[RECORDS FOR THIS TASK]

<<<<

PR #429, opened 2021-03-31
Support conversions between Enums and primitive types

theunrepentantgeek:
Introduces conversion compatibility between enum-typed properties and primitive-typed properties as long as the primitive type is the base type for the enumeration. Includes golden tests to verify the conversions generate the expected code

Other changes

* Eliminated some unrequired intermediate variables
* Ensured variable shadowing within loops to avoid aliasing
* If a local variable matching the name of the property has already been used, will use a suffix based on the name of the enumeration
* Improves some of the errors to include type information about the attempted conversion
* Changed the technique used to generate locals for map & list iteration, reducing conflicts

_**Note**_: Some of the detected file renames are _**not correct**_

~Requires #427 (Simplify Property Conversions) to be merged first~ PR #427 has now been merged.


hack/generator/pkg/astmodel/testdata/ConvertBetweenEnumAndBaseType.golden
```diff
@@ -0,0 +1,30 @@
...
+
+	// No error
+	return nil
+}
+
+// ConvertToVNext populates the provided destination Person from our Person
+func (person Person) ConvertToVNext(destination *vNext.Person) error {
+
+	// sku
+	destination.sku = Bucket(person.sku)
```
babbageclunk, line 26: Should `Bucket` be `vNext.Bucket`?

hack/generator/pkg/astmodel/testdata/ConvertBetweenOptionalEnumAndOptionalBaseType.golden
```diff
@@ -0,0 +1,43 @@
...
+func (person Person) ConvertFromVNext(source *vNext.Person) error {
+
+	// sku
+	var sku string
+	if source.sku != nil {
+		sku = string(*source.sku)
+	} else {
+		sku = ""
+	}
+	person.sku = &sku
```
babbageclunk, line 22: If `source.sku` is nil then `person.sku` should be nil rather than `&""`, right?

hack/generator/pkg/astmodel/testdata/ConvertBetweenOptionalEnumAndOptionalBaseType.golden
```diff
@@ -0,0 +1,43 @@
...
+
+	// sku
+	var sku string
+	if person.sku != nil {
+		sku = *person.sku
+	} else {
+		sku = ""
+	}
+	skuTemp := Bucket(person.sku)
+	destination.sku = &skuTemp
```
babbageclunk, line 39: Similarly here - `destination.sku` should be nil if `person.sku` is nil.

babbageclunk (changes requested):
Mostly looks good but I think the optional -> optional conversions are wrong: destination should be nil if source is nil. 

I'm sorry, I think I missed this in the last change, because I can see the same problem in unchanged files as well.

theunrepentantgeek:
> Mostly looks good but I think the optional -> optional conversions are wrong: destination should be nil if source is nil.

In PR #433 I change them so they are. 

To illustrate, here's an excerpt from `SetOptionalStringFromOptionalString.golden` from that PR:

```
func (person Person) ConvertFromVNext(source *vNext.Person) error {

	// name
	if source.name != nil {
		name := *source.name
		person.name = &name
	} else {
		person.name = nil
	}

	// No error
	return nil
}
```

hack/generator/pkg/astmodel/storage_conversion_factories.go
```diff
@@ -98,17 +101,80 @@ func assignToOptionalType(
...
 		}
 
 		return conversion(reader, addrOfWriter, generationContext)
 	}
 }
 
+// assignToEnumerationType will generate a conversion where the destination is an enumeration if
+// the source is type compatible with the base type of the enumeration
+//
+// <destination> = &<source>
```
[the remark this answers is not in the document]
theunrepentantgeek: No, it's not - fixed.

hack/generator/pkg/astmodel/testdata/ConvertBetweenEnumAndBaseType.golden
theunrepentantgeek: Yes - the test was using the wrong enum when creating the property for testing (was using one from the vCurrent package instead of the vNext package). Fixed.

hack/generator/pkg/astmodel/testdata/ConvertBetweenOptionalEnumAndOptionalBaseType.golden
theunrepentantgeek: Yes - this is corrected in PR #433. To illustrate:

```
func (person Person) ConvertFromVNext(source *vNext.Person) error {

	// sku
	if source.sku != nil {
		sku := string(*source.sku)
		person.sku = &sku
	} else {
		person.sku = nil
	}

	// No error
	return nil
}
```

hack/generator/pkg/astmodel/testdata/ConvertBetweenOptionalEnumAndOptionalBaseType.golden
theunrepentantgeek: Ditto.

babbageclunk (approved):
Looks great! The updated nil-handling code from #433 is much better thanks.

PR #431, opened 2021-04-02
Refactor generic controller

matthchr:
- Make GenericController support both handcrafted and
    autogenerated resources by introducing an additional
    Reconciler interface.


matthchr:
I had a bit of time to hack on this problem that had been nagging at me for a while.
This doesn't actually solve the "support handcrafted resources" problem quite yet, as we still need a way to associate a particular reconciler with a GVK, but at least it gives us some basic interfaces that we can expand, and it makes sure that we separate the code generated reconciliation (all about deployments) from the controller itself which should be agnostic of "actual creation mechanism"

There are still lots of problems:
1. The `genruntime.MetaObject` type may not actually be the "correct" shape for all resources as it's sorta tied/related to the `ArmSpec` stuff which is obviously specific to an ARM resource (as opposed to a SQL user or something), but right now the controller expects that everything looks like `genruntime.MetaObject` and not something more generic.
2. Some stuff which is currently being done in the new `AzureDeploymentReconciler` probably should be pulled up into the `GenericController`, so that if/when we do have handcrafted resources we don't duplicate some of the state management that they're all going to have to do.

really my intent with this was just a code-moving exercise to at least make the separation of the controller concept from the notion of Azure deployments more official, so that we don't accidentally introduce further coupling between them down the road. We should follow this up with more PRs to clean up the interface further in the future.

hack/generated/pkg/genruntime/base_types.go
```diff
@@ -17,6 +20,14 @@ type MetaObject interface {
 	KubernetesResource
 }
 
+type Reconciler interface { // TODO: Sorta awkward interface name
+	CreateOrUpdate(ctx context.Context) (ctrl.Result, error)
+
+	Delete(ctx context.Context) (ctrl.Result, error)
+
+	// TODO: Do we want a "Diff"? Or is the expectation that logic just exists in CreateOrUpdate?
```
theunrepentantgeek, line 28: I don't think so - at least, not until we have a proven need for it. Keeping the interface as minimal as possible is useful.

hack/generated/pkg/reconcilers/azure_deployment_reconciler.go
```diff
@@ -0,0 +1,869 @@
...
+// TODO: Do we actually want this at the controller level or this level?
+const GenericControllerFinalizer = "generated.infra.azure.com/finalizer"
+
+type CreateOrUpdateAction string
+
+const (
+	CreateOrUpdateActionNoAction          = CreateOrUpdateAction("NoAction")
+	CreateOrUpdateActionManageOwnership   = CreateOrUpdateAction("ManageOwnership")
+	CreateOrUpdateActionBeginDeployment   = CreateOrUpdateAction("BeginDeployment")
+	CreateOrUpdateActionMonitorDeployment = CreateOrUpdateAction("MonitorDeployment")
```
theunrepentantgeek, line 64: Given that not everything is "deployed" (e.g. database users, network permissions, etc) perhaps these should be "BeginUpdate" and "MonitorUpdate" ?

hack/generated/pkg/reconcilers/azure_deployment_reconciler.go
```diff
@@ -0,0 +1,869 @@
...
+		recorder:             eventRecorder,
+		ARMClient:            armClient,
+		CreateDeploymentName: createDeploymentName,
+		KubeClient:           kubeClient,
+		ResourceResolver:     resourceResolver,
+	}
+}
+
+func (r *AzureDeploymentReconciler) CreateOrUpdate(ctx context.Context) (ctrl.Result, error) {
+	action, actionFunc, err := r.DetermineCreateOrUpdateAction()
```
theunrepentantgeek, line 111: Since both `action` and `actionFunc` are returned from the same factory method, we shouldn't need to pass the `action` back in again, the func can already have that value captured. 

We do need to return `action` from the method, so that we can do the right logging further on, but that's all.

hack/generated/pkg/reconcilers/azure_deployment_reconciler.go
```diff
@@ -0,0 +1,869 @@
...
+		r.log.Error(err, "Error during CreateOrUpdate", "action", action)
+		r.recorder.Event(r.obj, v1.EventTypeWarning, "CreateOrUpdateActionError", err.Error())
+		return ctrl.Result{}, err
+	}
+
+	return result, nil
+}
+
+func (r *AzureDeploymentReconciler) Delete(ctx context.Context) (ctrl.Result, error) {
+	action, actionFunc, err := r.DetermineDeleteAction()
```
theunrepentantgeek, line 130: Ditto here - I think we can drop the `action` parameter for the delete action.

hack/generated/pkg/reconcilers/azure_deployment_reconciler.go
```diff
@@ -0,0 +1,869 @@
...
+func (r *AzureDeploymentReconciler) GetResourceProvisioningState() armclient.ProvisioningState {
+	return armclient.ProvisioningState(r.obj.GetAnnotations()[ResourceStateAnnotation])
+}
+
+func (r *AzureDeploymentReconciler) GetDeploymentId() (string, bool) {
+	id, ok := r.obj.GetAnnotations()[DeploymentIdAnnotation]
+	return id, ok
+}
+
+func (r *AzureDeploymentReconciler) GetDeploymentIdOrDefault() string {
```
theunrepentantgeek, line 162: Why do we need this method when we have `GetDeploymentId()`? I thought idiomatic Go was to spurn helper methods like this.

theunrepentantgeek (approved):
I've assumed most of the code is just relocated, and thus didn't need a deep read.

hack/generated/pkg/reconcilers/azure_deployment_reconciler.go
matthchr: This is the `deployment_reconciler` though so in this context I think it's ok/correct. The intent was for other things (created through something that isn't the Azure `deployment` ARM infrastructure) to have their own reconcilers, which is why I changed the `generic_controller` to operate at the `reconciler` level and abstracted all of this deployment specific stuff out.

hack/generated/pkg/reconcilers/azure_deployment_reconciler.go
matthchr: Agree - there's a tight coupling between methods and the corresponding action enum as well.

Have fixed this.

hack/generated/pkg/reconcilers/azure_deployment_reconciler.go
matthchr: Fixed

hack/generated/pkg/reconcilers/azure_deployment_reconciler.go
matthchr: Yeah in this instance at least this method isn't buying us much - it'd be clearer to just use `GetDeploymentId`, I've made the change.

Issue #353, opened 2020-12-14
Feature: Store additional properties in property bags


theunrepentantgeek:
Extend creation of the storage types to introduce a property bag that can be used to stash additional information where it's not supported on the target of the conversion. 

Modify the conversions between storage types to use the property bag where one end of the conversion doesn't have the expected property. 

* When converting to the type without the property, store the value in the property bag
* When converting from the type without the property, read the value from the property bag

Prerequisite: #352

PR #433, opened 2021-04-12
Add support for aliases of primitive types

theunrepentantgeek:
Adds conversion support properties using types that are just names (and validation rules) for simple primitive types, including conversion to and from those primitive types where required.

Adds support for assignments between properties that are `KnownResourceReference`.
 
A single handler for every case where we are copying _**from**_ an optional type, reducing the number of handlers required, helping to avoid a combinatorial explosion of handlers.

Also

*  Changes to avoid use of local variables in generated code in some cases
*  Enhance `astbuilder.Statements()` so it filters out nil values
*  Fixes a bug in `assignToEnumerationType` where the expression passed wasn't being used
*  Add clone methods for `KnownResourceReference` and `ResourceReference`
*  A bunch of code gardening improvements to logging, comments and code clarity
*  Enhances zeroValue() to support more than just primitive types

~Requires #429 to be merged first.~ PR #429 has been merged.


hack/generator/pkg/astmodel/storage_conversion_factories.go
```diff
@@ -125,6 +128,83 @@ func assignToOptionalType(
...
+
+		// If we have a value, need to convert it to our destination type
+		writeActualValue := conversion(
+			astbuilder.Dereference(actualReader),
+			writer,
+			generationContext)
+
+		writeZeroValue := writer(
+			&dst.BasicLit{
+				Value: zeroValue(destinationEndpoint.Type(), conversionContext.types),
```
theunrepentantgeek, line 195: Passing `types` to `zeroValue()` feels odd as it's only needed for the case where the type is a TypeName because we need to resolve it to find out whether it's an enum, alias, or something else.

It also feels odd to have `zeroValue()` here as a global func; I'm now wondering whether it has a natural place to live on `Types` - nicely scoped, easy to call, and has access to the set of available types if really needed.

hack/generator/pkg/astmodel/storage_conversion_factories.go
```diff
@@ -913,21 +850,52 @@ func createTypeDeclaration(name TypeName, generationContext *CodeGenerationConte
...
+			return "0"
+		case UInt32Type:
+			return "0"
+		case UInt64Type:
+			return "0"
+		case BoolType:
+			return "false"
+		default:
+			panic(fmt.Sprintf("unexpected primitive type %q", t.String()))
+		}
```
babbageclunk, line 897: It would be clearer to extract this to `primitiveZeroValue` (and replace the recursive call on 874 with a call to it as well).

hack/generator/pkg/astmodel/testdata/SetMapOfOptionalFromMapOfRequired.golden
```diff
@@ -33,13 +33,11 @@ func (person Person) ConvertToVNext(destination *vNext.Person) error {
 	for ratingKey, ratingValue := range person.ratings {
 		// Shadow the loop variable to avoid aliasing
 		ratingValue := ratingValue
-		var rating int
 		if ratingValue != nil {
-			rating = *ratingValue
+			ratingMap[ratingKey] = *ratingValue
 		} else {
-			rating = 0
+			ratingMap[ratingKey] = 0
```
babbageclunk, line 39: This is weird, but I *think* it's right - the source map has a key that maps to nil, that should convert  to a key with a zero value. Someone could argue that it should convert to a missing key?

babbageclunk (approved):
Looks awesome - the optional handling is really nice. Mostly comments about type switches. :)

hack/generator/pkg/astmodel/testdata/SetMapOfOptionalFromMapOfRequired.golden
theunrepentantgeek: I'm pretty sure this is right - we're maintaining the fact that the key value did exist in the original map.

hack/generator/pkg/astmodel/storage_conversion_factories.go
theunrepentantgeek: I changed my mind - have moved it onto `Type` and it seems to have come out cleanly.

hack/generator/pkg/astbuilder/builder.go
```diff
@@ -355,7 +355,10 @@ func EnsureStatementBlock(statement dst.Stmt) *dst.BlockStmt {
...
 	var result []dst.Stmt
 	for _, s := range statements {
-		if stmt, ok := s.(dst.Stmt); ok {
+		if s == nil {
+			// Skip nils
+			continue
+		} else if stmt, ok := s.(dst.Stmt); ok {
 			result = append(result, stmt)
 		} else if stmts, ok := s.([]dst.Stmt); ok {
 			result = append(result, stmts...)
```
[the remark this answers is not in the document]
theunrepentantgeek: Done.

hack/generator/pkg/astmodel/storage_conversion_factories.go
```diff
@@ -125,6 +128,83 @@ func assignToOptionalType(
...
+			cacheOriginal = nil
+			actualReader = reader
+		} else {
+			// Something else, so we cache the original
+			cacheOriginal = astbuilder.SimpleAssignment(
+				dst.NewIdent(local),
+				token.DEFINE,
+				reader)
+			actualReader = dst.NewIdent(local)
+		}
```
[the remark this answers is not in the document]
theunrepentantgeek: Nice change, emphasizes that the treatment of `*dst.Ident` and `*dst.SelectorExpr` is the same. Done.

hack/generator/pkg/astmodel/storage_conversion_factories.go
theunrepentantgeek: I simplified this in a different way.

hack/generator/pkg/astmodel/allof_type.go
```diff
@@ -119,6 +119,12 @@ func (allOf AllOfType) AsDeclarations(_ *CodeGenerationContext, _ DeclarationCon
 	panic(errors.New(allOfPanicMsg))
 }
 
+// AsZero always panics; AllOf cannot be represented by the Go AST and must be
+//// lowered to an object type
```
babbageclunk, line 123: minor: double //

hack/generator/pkg/astmodel/map_type.go
```diff
@@ -52,6 +53,11 @@ func (m *MapType) AsType(codeGenerationContext *CodeGenerationContext) dst.Expr
 	}
 }
 
+// AsZero renders an expression for the "zero" value of a map by calling make()
+func (m *MapType) AsZero(_ Types, ctx *CodeGenerationContext) dst.Expr {
+	return astbuilder.CallFunc("make", m.AsType(ctx))
```
babbageclunk, line 58: The zero value of a map should be nil, rather than an empty map.

hack/generator/pkg/astmodel/object_type.go
```diff
@@ -183,6 +183,13 @@ func (objectType *ObjectType) AsType(codeGenerationContext *CodeGenerationContex
 	}
 }
 
+// AsZero renders an expression for the "zero" value of the type
+// types allows TypeName to resolve to the underlying type
+// ctx allows current imports to be correctly identified where needed
+func (objectType *ObjectType) AsZero(types Types, ctx *CodeGenerationContext) dst.Expr {
+	panic("cannot create a zero value for an object type")
```
babbageclunk, line 190: Why is this the case? Shouldn't the zero value of `SomeType` be `SomeType{}`? Basically it should be what you'd get by doing `var thing SomeType`.

hack/generator/pkg/astmodel/primitive_type.go
```diff
@@ -12,28 +12,29 @@ import (
...
-var FloatType = &PrimitiveType{"float64"}
+var FloatType = &PrimitiveType{"float64", "0"}
 
 // BoolType represents the Go bool type
-var BoolType = &PrimitiveType{"bool"}
+var BoolType = &PrimitiveType{"bool", "false"}
 
 // AnyType represents the root Go interface type, permitting any object
-var AnyType = &PrimitiveType{"interface{}"}
+var AnyType = &PrimitiveType{"interface{}", "&struct{}{}"}
```
babbageclunk, line 37: This should be nil. (Although I guess it's academic since there shouldn't be any `AnyType`s left when this would happen?)

hack/generator/pkg/astmodel/storage_conversion_factories.go
```diff
@@ -849,53 +843,3 @@ func createTypeDeclaration(name TypeName, generationContext *CodeGenerationConte
...
-			return zeroValue(enumType.baseType, types)
-		}
-
-		primitiveType, isPrimitive := AsPrimitiveType(actualType)
-		if isPrimitive {
-			return zeroValue(primitiveType, types)
-		}
-
-		// Otherwise default to an empty instantiation
-		return fmt.Sprintf("%s{}", name.Name())
```
babbageclunk: This is doing the right thing for ObjectType, I think. (Although does it need a package qualification?)

hack/generator/pkg/astmodel/type_name.go
```diff
@@ -66,6 +66,26 @@ func (typeName TypeName) AsType(codeGenerationContext *CodeGenerationContext) ds
...
+	actualType, err := types.FullyResolve(typeName)
+	if err != nil {
+		// This should never happen
+		panic(err)
+	}
+
+	if _, isObject := AsObjectType(actualType); isObject {
+		// We reference an object type, so our zero value is an empty struct
+		return &dst.BasicLit{
+			Value: fmt.Sprintf("%s{}", typeName.Name()),
```
babbageclunk, line 81: Ahhhh, is this why `ObjectType.AsZero` panics, because you can't create the zero value of an unnamed struct?

hack/generator/pkg/astmodel/object_type.go
babbageclunk: I think I might understand this now.

babbageclunk (approved):
Those are some lovely type-switches! A couple of questions about specific zero values.

hack/generator/pkg/astmodel/testdata/SetMapOfOptionalFromMapOfRequired.golden
matthchr: Do we need to stash the "nil-ness" of a particular value in the bag and retrieve it on the way back? That seems tricky but would:
1. Maintain roundtripping exactly.
2. Push the default behavior to be that nil values are "dropped" (shunted to the bag).

Both nil values being dropped and nil values being the zero value of the type have a chance of being wrong (so we'd need to write an override in those cases I think?)

I think this same round-tripping problem appears for all optional types (so optional arrays and plain optional values also have the same problem?)

hack/generator/pkg/astmodel/optional_type.go
```diff
@@ -65,6 +65,14 @@ func (optional *OptionalType) AsType(codeGenerationContext *CodeGenerationContex
 	}
 }
 
+// AsZero renders an expression for the "zero" value of the type
+// by returning a literal "nil"
+func (optional *OptionalType) AsZero(types Types, ctx *CodeGenerationContext) dst.Expr {
```
matthchr, line 70: minor: Don't use `types` here so could be `_`

hack/generator/pkg/astmodel/type_name.go
matthchr: yeah agree, this makes sense now

hack/generator/pkg/astmodel/storage_conversion_factories.go
```diff
@@ -36,23 +35,25 @@ var typeConversionFactories []StorageTypeConversionFactory
...
 		assignPrimitiveTypeFromEnumType,
-		assignEnumTypeFromOptionalEnumType,
-		assignPrimitiveTypeFromOptionalEnumType,
 		// Complex object types
 		assignObjectTypeFromObjectType,
-		assignObjectTypeFromOptionalObjectType,
+		// Known types
+		assignKnownReferenceFromKnownReference,
 		// Meta-conversions
+		assignFromOptionalType, // Must go before assignToOptionalType
```
matthchr, line 52: might be worth noting why?

hack/generator/pkg/astmodel/testdata/SetMapOfOptionalFromMapOfRequired.golden
theunrepentantgeek: We don't (yet!) have a property bag, but it would certainly be possible to use it to tunnel extra information through. I've added this to Issue #353

theunrepentantgeek: Yeah, anytime there's a transition between optional and non-optional we have this problem. It occurs both ways in ARM APIs - optional things that become manditory, and mandatory things that become optional. Stashing additional information in the property bag sounds like a good solution.

hack/generator/pkg/astmodel/allof_type.go
theunrepentantgeek: Fixed.

hack/generator/pkg/astmodel/map_type.go
theunrepentantgeek: Fixed.

hack/generator/pkg/astmodel/object_type.go
theunrepentantgeek: The problem is that an ObjectType has no name - so we can't generate `SomeType{}`. Where the type has a name, the zero value is generated by `TypeName`. I've added a comment to make this more explicit.

hack/generator/pkg/astmodel/primitive_type.go
theunrepentantgeek: Academic, but let's fix anyway.

hack/generator/pkg/astmodel/storage_conversion_factories.go
theunrepentantgeek: Updated `TypeName.AsZero()` to use a package name if needed.

hack/generator/pkg/astmodel/type_name.go
theunrepentantgeek: I've added a comment to `ObjectType.AsZero()` to make this more clear.

hack/generated/pkg/genruntime/resource_reference.go
```diff
@@ -50,3 +50,19 @@ func LookupOwnerGroupKind(v interface{}) (string, string) {
 
 	return group, kind
 }
+
+// Copy makes an independent copy of the KnownResourceReference
+func (ref KnownResourceReference) Copy() KnownResourceReference {
```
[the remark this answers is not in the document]
theunrepentantgeek: Indeed. Done.

hack/generator/pkg/astmodel/array_type.go
```diff
@@ -40,6 +41,11 @@ func (array *ArrayType) AsType(codeGenerationContext *CodeGenerationContext) dst
 	}
 }
 
+// AsZero renders an expression for the "zero" value of the array by calling make()
+func (array *ArrayType) AsZero(_ Types, ctx *CodeGenerationContext) dst.Expr {
+	return astbuilder.CallFunc("make", array.AsType(ctx))
```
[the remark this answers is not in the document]
theunrepentantgeek: Yeah, I think you're right.

hack/generator/pkg/astmodel/optional_type.go
theunrepentantgeek: Fixed. I suspect our linting will complain if I don't.

hack/generator/pkg/astmodel/storage_conversion_factories.go
theunrepentantgeek: If we don't to `FromOptionalType` first, we don't generate the correct zero value for the destination type.

For example, instead of this correct code:

``` go
	// age
	if source.age != nil {
		age := Age(*source.age)
		person.age = &age
	} else {
		person.age = nil
	}
```

we generate this incorrect result:

``` go
	// age
	if source.age != nil {
		ageTemp := Age(*source.age)
		person.age = &ageTemp
	} else {
		ageTemp := 0
		person.age = &ageTemp
	}
```

I've updated the comment to give a clue why the order is important.

hack/generator/pkg/astmodel/testdata/SetMapOfOptionalFromMapOfRequired.golden
matthchr: Might be worth leaving a note in the code as well (TODO) just as a reminder to do this eventually, although I suppose eventually we're going to have roundtripping tests as well that would notice it in any case.

matthchr (approved):
Left a few more minor comments, but LGTM overall!

hack/generator/pkg/astmodel/testdata/SetMapOfOptionalFromMapOfRequired.golden
theunrepentantgeek: I've added this to Issue #353 so I think that's enough.

PR #434, opened 2021-04-14
Add some documentation on how type conversion generates the code

theunrepentantgeek:


babbageclunk (approved):
Nice trace through - it definitely makes the more complicated conversions a bit clearer.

>>>>

[WORK TO COMPLETE] Search the data above for the string "actualType" and return every line that has it.

[SOLUTION TO THIS PROBLEM]
-		primitiveType, isPrimitive := AsPrimitiveType(actualType)
+	actualType, err := types.FullyResolve(typeName)
+	if _, isObject := AsObjectType(actualType); isObject {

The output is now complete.